The Cancer Wouldn’t Leave
Karen opted for a lumpectomy and took a nine-month leave of absence. Each week, she traveled to her clinic to receive a cocktail of chemicals administered through her port, and for five weeks she received daily radiation following her chemo treatment. She lost her hair, which she hid with a biker-chick bandana, and soldiered on.
She never stopped smiling.
When she thought her cancer gone, a follow-up mammogram three years later detected another mass attached to her ribs. This was getting real, and her husband, David, began showing signs of distress. “I think he thought I was going to die, especially when the doctor told him, ‘I don’t like what I saw.’”
She had a mastectomy and another round of chemotherapy; this time, the treatment focused on prevention. And again, Karen muscled through even when the expander necessary for reconstructive surgery pierced her thin, fragile skin. Her doctors removed it, and eliminated the possibility for reconstruction.
And if that weren’t bad enough, her doctors detected a suspicious-looking mass on her thymus gland. They removed the organ just recently, and thankfully, the spot was just a cyst.
Karen, who’s also had skin cancer on her leg, bears lots of physical scars. Her attitude?
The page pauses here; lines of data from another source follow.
PR #3266, opened 2020-11-29
#3258 react-native bump

### LINKED ISSUE #3258: Dependencies upgrade
## The suggestion

Need to upgrade dependencies. I suspect it might be a good idea to separate this into multiple issues, if there are real code changes required when upgrading react-native.

**Why?**
Cause we're very behind.

N/A

## Additional context
N/A

joshxg:
Fixes #3258 

## Change summary

Bumps RN

## Testing

- [ ] App still worky

Technically flipper works now, but it doesn't work well with realm, still - for me, anyway!

### DIFF
--- a/src/widgets/InfoBadge.js
+++ b/src/widgets/InfoBadge.js
@@ -46,6 +46,10 @@ const InfoBadgeComponent = ({
     []
   );
 
+  console.log('-------------------------------------------');
+  console.log('ref', ref);
+  console.log('-------------------------------------------');
+
   return (
     <View>
       {children}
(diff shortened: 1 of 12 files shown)


src/widgets/InfoBadge.js
```diff
@@ -54,7 +58,7 @@ const InfoBadgeComponent = ({
           <Badge ref={ref} value={unfinalisedCountText} onPress={show} />
           <Popover
             isVisible={visible}
-            fromView={ref.current}
+            from={ref}
```
joshxg, line 57: Actually this was from a couple prs ago when I pumped `popover-view` - they changed the API

src/widgets/KeyboardSpacing.js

“I’m a two-time cancer survivor.”

Environmental Factors
Both Wanda and Karen have no doubt about what caused their breast cancers. “Since I didn’t have risk factors, my pathologist said it was environmental,” Wanda said. Karen couldn’t agree more. And like Wanda, she can’t remember a single adult who got the disease when she was a kid.
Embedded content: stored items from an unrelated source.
PR #3275, opened 2020-12-03
#2724 Update lookup modal to use SimpleTable

### LINKED ISSUE #2724: Update lookup modal table

The lookup modal table should:

- Display column headers.
- Style rows consistently with data table (alternating colours).

Add column headers and row styling.

## Implementation

The lookup modal form uses `FlatList` to render results

- Styles can be added using a conditional in the `renderItem` callback.
- `FlatList` directly supports column headers with `listHeaderComponent`, `stickyHeaderIndices` props (latter isn't documented for `FlatList` but seems to be passed down to the internal virtualised list).

N/A.

## Additional context

@joshxg @wlthomson Feedback from dispensary demo (17/04/20).

katherine-sussol:
Fixes #2724 

## Change summary
- Swapped SearchForm modal components to use SimpleTable (which provides styling and headers)
- Modified SimpleTable to handle dates

## Testing

- [ ] Lookup patients (Dispensary -> Patients -> Lookup Patient -> 'Search') and check Table format looks acceptable
- [ ] Lookup prescribers (Dispensary -> Prescribers -> Lookup Prescriber -> 'Search') and check Table format looks acceptable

What in the world are we being exposed to these days?
Larry is perhaps more adamant about contributing factors. Why are cattle pumped full of antibiotics and growth hormones? He asked. “Why does a chicken have a breast as big as a basketball?”
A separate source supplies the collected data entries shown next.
PR #3292, opened 2020-12-10
Add remove rounding days to supply

### LINKED ISSUE #3290: Requisition suggested quantities giving wrong values
## Describe the bug

When creating an automatic order the requisition is populated with lines. The suggested quantity column seems to be botching the math.

Used automatic order. Note Max MOS is `2`. The suggested quantity should be `2*AMC-SoH`. It is something else.
Screen Shot 2020-12-10 at 5 33 02 PM

I change Max MOS to `1`. We get `AMC-SoH` as you'd expect.
Screen Shot 2020-12-10 at 5 35 01 PM

Changing back to `2` we get the correct calculation of `2*AMC-SoH`!
Screen Shot 2020-12-10 at 5 34 54 PM

### To reproduce

Literally the description

### Expected behaviour

The math for suggested quantity works correctly when I create an automatic order.

### Proposed Solution

### Version and device info

- App version: 6.0.0 master build on dev
- Tablet mode: Emulator
- OS version:

joshxg:
Fixes #3290

## Change summary

- I think this is mainly cause of the rounding of the days to supply when creating a requisition. The changing of floor and ceil is probably not needed, technically, cause it should be some multiple of 365/12, always?

## Testing

- [ ] When creating a plain supplier requisition, the max MOS is default to 1
- [ ] Suggested quantities are correct as per the issue

Nice find.

Need unit tests.

Putting this into a patch so based on master

### DIFF
--- a/src/database/DataTypes/Requisition.js
+++ b/src/database/DataTypes/Requisition.js
@@ -130,7 +130,7 @@ export class Requisition extends Realm.Object {
    * @return  {number}
    */
   get monthsToSupply() {
-    return Math.ceil(this.daysToSupply / NUMBER_OF_DAYS_IN_A_MONTH);
+    return Math.floor(this.daysToSupply / NUMBER_OF_DAYS_IN_A_MONTH);
   }
 
   /**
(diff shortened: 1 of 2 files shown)


mark-prins (approved):
works for me!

Good question, Larry. That’s why he hunts and fills the family freezer with fresh venison untainted by additives and other manmade chemicals. “It’s all in what you eat and drink,” he said. Before learning about Wanda’s cancer, I used to tease Larry about going hunting on some Sunday mornings instead of attending church.
I’ll never do that again.
Tribute to the Survivors I Know
In closing, I want to thank Wanda and Karen for sharing their stories. I also want to acknowledge the women I know who’ve battled the disease:
Theresa, Sandy, Kim, Terry, Lucretia, Kathy, Vicki, Diane, Mel, Gayle, Tionna, Flo, Jane, and Sandy. Joy and Mary Pat, unfortunately, passed away due to breast cancer or complications associated with the disease.
Touching and heart warming stories with positive endings. Thanks for sharing.🤗🥰
You’d love both those gals!
Very inspirational stories! Thank you!
Thanks so much for reading and commenting, Tracy. So appreciated.
Beautiful story, Lori!
Thanks, girl. I appreciate it.
Thank you, Lori, for sharing these survivor stories. I’m so grateful to be living my best life now two years cancer free💟 Sandy
Sandy, I’m grateful, too, that you’re living life. I did include your name among the survivors I know.